Our AI Music Engine


We provide a realtime AI composer that can adapt to emotional cues, work from existing music and compose music in multiple styles.


Styles

The engine can generate music in over 16 different sub-genres. We group the sub-genres
into larger musical styles, which consist of the following.

Ambient

Our ambient style is designed for functional music to accompany content or activities,
such as open-world games, relaxation, or meditation. It contains multiple sub-genres,
including Electro Ambient, Cinematic Ambient, and Dreamy Ambient.

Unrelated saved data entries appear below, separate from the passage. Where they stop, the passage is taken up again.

PR #54789, opened 2024-07-24
OCPBUGS-37513: Add vsphere steps for csi-provisioner

gnufied:
xref https://issues.redhat.com/browse/OCPBUGS-37513

PR #54790, opened 2024-07-24
add e2e-vsphere-csi to csi-external-provisioner presubmit jobs

dobsonj:
We recently had to revert a csi-external-provisioner rebase because it broke on vsphere. This PR adds a presubmit job for vsphere to the csi-external-provisioner repo to catch this kind of thing earlier.

/cc @openshift/storage

### DIFF
--- a/ci-operator/config/openshift/csi-external-provisioner/openshift-csi-external-provisioner-master.yaml
+++ b/ci-operator/config/openshift/csi-external-provisioner/openshift-csi-external-provisioner-master.yaml
@@ -56,6 +56,13 @@ tests:
   steps:
     cluster_profile: gcp
     workflow: openshift-e2e-gcp-csi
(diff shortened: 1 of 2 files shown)


dobsonj:
The rehearsal should actually fail until https://github.com/openshift/csi-external-provisioner/pull/102 merges

gnufied:
ha I also opened - https://github.com/openshift/release/pull/54789

So this PR in itself will not catch intree PV deletion failing bug, because if you see - https://github.com/openshift/vmware-vsphere-csi-driver-operator/pull/241 then vsphere-csi test suite actually is passing, but it is generic `e2e-vsphere` that is failing.

dobsonj:
/close
in favor of https://github.com/openshift/release/pull/54789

An example of Electro Ambient in the Happy emotion:




House

Our House music style is designed as a contemporary dance style,
and is the style closest to popular music. It contains multiple sub-genres,
including Electro House, Funky House, Dreamy House, and Minimal House

An example of Funky House in the Happy emotion:




Piano

The AI engine doesn't only allow for electronic styles.
Our Piano style demonstrates this, as it is a simple style with only piano.
The style has sub-genres of Dreamy Piano, Dancey Piano, and Cinematic Piano

An example of Dancey Piano in the Happy emotion:




Rock

Another example of a more analog style is our Rock style.
This style has sub-genres of Classic Rock, Piano Rock, Epic Rock and Electro Rock

An example of Epic Rock in the Happy emotion:

Emotional Dynamics

The engine always has an emotional input, which defines how the music will be composed.
This happens continuously, on the fly

Each of the colored circles represents a particular emotion: Happy, Excited, Tense, Angry, Sad, Tired, Calm, Tender
(from top-right, moving counter-clockwise), and the music changes based on the instantaneous emotional input.

Theme and Variation

Under the hood, the engine generates a musical theme, and then constantly creates variations on that theme.
This means that a new song can be generated at the click of a button

In this video, new themes are generated (called "Seed 1", "Seed 2", etc.)
A theme is always "played" once through before creating variations on the theme

Team



Amélie Anglade is a specialist in Music Information Retrieval–the application of AI to music. Her interests and background are in Music identification, recommendation and discovery. She received her PhD from Queen Mary University in London after doing 2 Master's degrees in Computer Science and Complex Adaptive Systems. She then went on to be the first MIR (Music Information Retrieval) engineer at Soundcloud, built their first recommendation engine, and evaluated their first finger-printing and search engines.




Ryan Groves is a composer, music theorist, and AI Music expert, in addition to being a curator and creator in the XR (Virtual/Augmented/Mixed Realities) space. He did his M.A. in Music Technology at McGill University. He then built the best music app of 2015 with over 6 million users, Ditty. He won the Best Paper award at ISMIR for his work on automated music theory.